I look up and immediately wish I hadn’t. He’s set fire to the black sea in his eyes, and I get lost in the flames.

“ With you ,” he whispers harshly. “With your help, there’s a chance I can set it all right. Please. Please let me try. Not for me. For them . They deserve this.”

I pull my hands from his, leaving the mug between us as I try to block out the way my foundations are shaking. Wonder when the fuck my walls started to crumble.

There’s unrestricted passion in his voice that I can’t deny, but I wish I could block it out. Fill my ears with cotton.

He loves them. It’s what he’s saying without saying it. He loves them, and he will do whatever it takes to repair what was broken.

Because they’re his family.

Not blood, but brothers all the same.

It’s more than I ever dared to wish for myself. The quiet prayer that the stars never answered for me. And even if my lack of it hurts, I’m so glad Eli and Sev have found that because they do deserve it.
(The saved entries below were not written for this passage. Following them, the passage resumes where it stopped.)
PR #198, opened 2022-02-13
Updated bclconvert workflow

alexiswl:
* Override cycles matching '\w+;\w+;[nN]\d+;[nN]\d+' now auto-removes adapterread2 from samplesheet settings

---

- [ ] @victorskl to follow up apply to PROD when closing Korat milestone.

PR #207, opened 2022-03-09
Updated WTS workflow inputs

skanwal:
- copied validation to `production` volume (courtesy Alexis)
- updated data in `development`

### DIFF
--- a/terraform/stacks/umccr_data_portal/workflow/main.tf
+++ b/terraform/stacks/umccr_data_portal/workflow/main.tf
@@ -268,7 +268,11 @@ locals {
               "location": "gds://development/validation_data/wts/SBJ00028_PRJ190190_L1900423/analysis/dragen_wts/2021-12-01--3.9.3/SBJ00028"
           }
       ],
-      "cl_config": "{\"sample_names_replace\":{\"L1900440\":\"Ref_1\",\"L1900877\":\"Ref_2\",\"L1900920\":\"Ref_3\",\"L1901023\":\"Ref_4\",\"L1901028\":\"Ref_5\",\"L1900423\":\"Ref_6\"}}"
+      "cl_config": "{\"sample_names_replace\":{\"L1900440\":\"Ref_1\",\"L1900877\":\"Ref_2\",\"L1900920\":\"Ref_3\",\"L1901023\":\"Ref_4\",\"L1901028\":\"Ref_5\",\"L1900423\":\"Ref_6\"}}",
+      "sites_somalier": {
+            "class": "File",
+            "location": "gds://development/reference-data/somalier/sites.hg38.rna.vcf.gz"
+        }
     }
     EOT
     prod = <<-EOT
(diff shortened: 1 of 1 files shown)


terraform/stacks/umccr_data_portal/workflow/main.tf
```diff
@@ -62,7 +62,7 @@ locals {
 
   bcl_convert_wfl_version = {
     dev  = "3.7.5"
-    prod = "3.7.5--fade666"
+    prod = "3.7.5--f1e67a3"
```
alexiswl, line 65: This looks like it has regressed from fade666 (which was on 10 Feb 2022) to f1e67a3 (which was on 7 June 2021)

alexiswl, line 65: This looks like it has regressed from fade666 (which was on 10 Feb 2022) to f1e67a3 (which was on 7 June 2021)

alexiswl (changes requested):
Hey @skanwal looks like this has changed the workflow versions as well. I rebased the branch onto [update-dragen-workflow-versions-prod](https://github.com/umccr/infrastructure/tree/update-dragen-workflow-versions-prod) but it looks like the bcl_convert_wfl_version on this branch is still the old version (f1e67a3) instead of (fade666) or (7afeacf).  

I can rebase, soft-reset, recommit and force-push if need be which then this PR contains JUST the changes to the workflow inputs if that's helpful?

alexiswl:
Also worth considering, in the BCLConvert workflow we use the `cl_config` command to set the genome size to `hg38_genome` see https://github.com/umccr/cwl-ica/blob/main/workflows/bcl-conversion/3.7.5/bcl-conversion__3.7.5.cwl#L218-L221 for more details.  

Is it worth placing this `cl_config` in the arguments of the dragen transcriptome pipeline where you can then set the names of the reference samples, rather than pointing to a file? If a file on GDS changes or is deleted, it can be hard to know what was run, whereas this way we can always look back on a workflow run to see what the configuration was.

skanwal:
> Is it worth placing this cl_config in the arguments of the dragen transcriptome pipeline
Basically you're suggesting to create the `replace_names` tsv with in the workflow def?

terraform/stacks/umccr_data_portal/workflow/main.tf
skanwal: This is what was set in your PR in the `main.tf` file. I basically took your changes and added WTS workflow input changes.

terraform/stacks/umccr_data_portal/workflow/main.tf
```diff
@@ -209,7 +209,7 @@ locals {
 
   wts_tumor_only_wfl_version = {
     dev  = "3.9.3"
-    prod = "3.9.3--9961e75"
+    prod = "3.9.3--7ba55e9"
```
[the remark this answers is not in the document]
skanwal: Okay from my side if you want to rebase it.

terraform/stacks/umccr_data_portal/workflow/main.tf
alexiswl: Ah okay, so it would have been the old version because the dragen workflow prod branch didn't update the bcl convert, that was done by https://github.com/umccr/infrastructure/pull/198, and the dragen workflow prod branch stemmed from master before that was merged in.

alexiswl: But by setting it here it's seen as a change in the file commit which is upstream of #198.

skanwal:
First need to merge https://github.com/umccr/cwl-ica/pull/86/files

So, I guess I’m glad they have their Daddicus.

Even if he is a rude dickhead with control issues.

Atticus pushes to his feet, snatching up my drained mug to take with him. “You already saved Eli once, and for that, I’ll never be able to repay you. So, if you say no, I’ll respect it. You can write your own check. Start over anywhere you want. It’s your choice. Yours alone.”

His deep gaze holds me captive for another moment before he leaves.

As his heavy footsteps retreat back into the house, I regain the ability to breathe. But the hole in my chest and the impossible choice in my lap make it harder than it should be.

I turn around and lay back, looking up at the midnight sky.

I stopped believing in fate and the power of the universe when I was fourteen, sneaking drain cleaner into a bottle of Mountain Dew to poison my foster parents.

We make our own decisions, and good or bad, they define us.

I don’t know if I’ll make the right one, but I do know Atticus is right. It is my choice to make.